= Ranganayaki Ammal =

First Indian female percussionist who broke the gender barrier

Ranganayaki Ammal (28 May 1910 – 15 August 1998) was an Indian Mridangam player. She was the first to break the gender barrier and became the first Indian female percussionist.

== Family ==
Ranganayaki Ammal's father, Thirukokarnam Sivaraman, was renowned as a distinguished natuvanar. He was celebrated for his mastery of avadhana pallavis, an art form that involves skillfully playing diverse talas using not only his hands but also his legs and head. Ranganayaki Ammal was the second child in a family of seven siblings.
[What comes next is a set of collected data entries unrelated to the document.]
PR #855, opened 2023-02-01
sentry: replace detached tasks with TaskGroup

battlmonstr:


sentry/silkworm/sentry/common/task_group.cpp
```diff
@@ -0,0 +1,125 @@
...
+        throw SpawnAfterCloseError();
+    }
+
+    auto task_id = ++last_task_id_;
+
+    auto [it, ok] = tasks_.emplace(
+        std::piecewise_construct,
+        std::forward_as_tuple(task_id),
+        std::forward_as_tuple());
+    assert(ok);
```
canepat, line 48: Just in case you need it, you can use `SILKWORM_ASSERT` instead of `assert` to have the condition checked also in release builds

canepat (approved):

PR #860, opened 2023-02-06
copyright year update

battlmonstr:


yperbasis:
Hmm. Should we really change copyright year in all files every year? As far as I can tell, setting copyright year to the year a file was created once and not changing ever again it is fine.

I've made a minimal change in PR #837 to accept 2023 alongside 2022. Replace
```
    if(NOT (header STREQUAL COPYRIGHT_HEADER))
```
with
```
    string(REPLACE "2022" "2023" COPYRIGHT_HEADER_23 "${COPYRIGHT_HEADER}")

    if(NOT ((header STREQUAL COPYRIGHT_HEADER) OR (header STREQUAL COPYRIGHT_HEADER_23)))
```

battlmonstr:
@yperbasis 👌 your suggestion is sensible, let's drop this.

I thought that it needs to be the current year, and needs to match with the product license, but after reading this: https://stackoverflow.com/a/20911485/1009546 I feel it makes little to no sense.

PR #885, opened 2023-02-15
node: fix downloader queues & tests

mriccobene:


battlmonstr (approved):
What's the reason for changing heap based to set based prio-q?

mriccobene:
> What's the reason for changing heap based to set based prio-q?
My heap based queue implementation was flawed for 2 reasons: 1) it accessed an internal member of the container, 2) the underling heap are not assured to be in order if you iterate over it. And I need to iterate over it to count expired timers (to compute how many requests can I make to peers)

PR #886, opened 2023-02-16
sentry: static peers discovery

battlmonstr:


battlmonstr:
I'm using ServerContextPool::next_io_context for each new peer so that their handling is distributed more evenly between contexts. Server peers and client peers are created in different io_contexts, so potentially next_io_context might be called from different threads. So I've added a bit of thread-safety there. Assuming that add_context/start/join are called from the same initial thread and we don't need synchronization of contexts_, stop() and next_io_context() are safe now to call from multiple threads.

canepat (approved):

PR #892, opened 2023-02-22
sentry: peer management GRPC API

battlmonstr:


silkworm/sentry/common/promise.hpp
```diff
@@ -0,0 +1,71 @@
...
+
+    void set_value(T value) {
+        channel_.try_send(std::move(value));
+    }
+
+  private:
+    AtomicValue<std::optional<T>> value_{std::nullopt};
+    Channel<T> channel_;
+    std::mutex mutex_;
+};
```
canepat, line 69: I like it, maybe we can try to come up with a different name to clearly distinguish it from Asio `experimental::promise`

battlmonstr: Do you think we are going to use experimental::promise somewhere?

canepat: TBH I don't have a specific use case in mind, it's just a general consideration. We can keep `sentry::common::Promise` as it is until we need to use `experimental::promise` in one real case (if any) and re-evaluate at that time.

PR #914, opened 2023-03-16
rpcdaemon: add ots_getBlockDetails and ots_getBlockDetailsByHash

dario1995:


silkworm/silkrpc/commands/ots_api.cpp
```diff
@@ -77,4 +79,105 @@ boost::asio::awaitable<void> OtsRpcApi::handle_ots_has_code(const nlohmann::json
...
+        if (block_body_rlp.empty()) {
+            throw std::runtime_error{"empty block body RLP in read_body"};
+        }
+
+        silkworm::ByteView data_view{block_body_rlp};
+        auto stored_body{silkworm::db::detail::decode_stored_block_body(data_view)};
+
+        const BlockDetails block_details{block_hash, block_header, total_difficulty, stored_body.txn_count -2, stored_body.ommers};
+
+        const BlockDetailsResponse block_details_response{block_details};
```
canepat, line 165: Two fields in `BlockDetailsResponse` are missing here:

- `issuance`: it should filled using `ethash::compute_reward`
- `total_fees`: it should be filled using `core::get_receipts`

However, there is more work to do on these subjects:
- regarding the first item, we should more generally add `compute_reward` method to `consensus::Engine` class hierarchy and let each consensus algorithm implement its own block reward
- regarding the second one, we should complete the implementation of `core::get_receipts` for the case when receipts are not present on the data store and must be recomputed by executing the call

These evolutions are not required for this PR, you can do them on next PR.

canepat (changes requested):
It would be great to add the integration tests as well

canepat (approved):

Ulaganathan Pillai, her brother was a violinist.

=== Training ===
Ranganayaki embraced the art of mridangam and sought guidance from the renowned Pudukottai Dakshinamurthy Pillai, while simultaneously pursuing her training in Bharatanatyam.

== Achievements ==
In the early 20th century, she became a trailblazing woman in the male-dominated field of Carnatic percussion. In the 1927 All India music conference in Madras, a significant moment was the inclusion of 17-year-old Thirukokarnam Ranganayaki Ammal as the only female among the 23 mridangam artists performing at the event.

Ranganayaki Ammal was a distinguished Mridangam player. Despite her significant contributions to music, Ranganayaki remained largely unnoticed, with the exception of being honored with the prestigious Kalaimamani award, the highest civilian award presented by the state of Tamil Nadu. She died on 15 August 1998.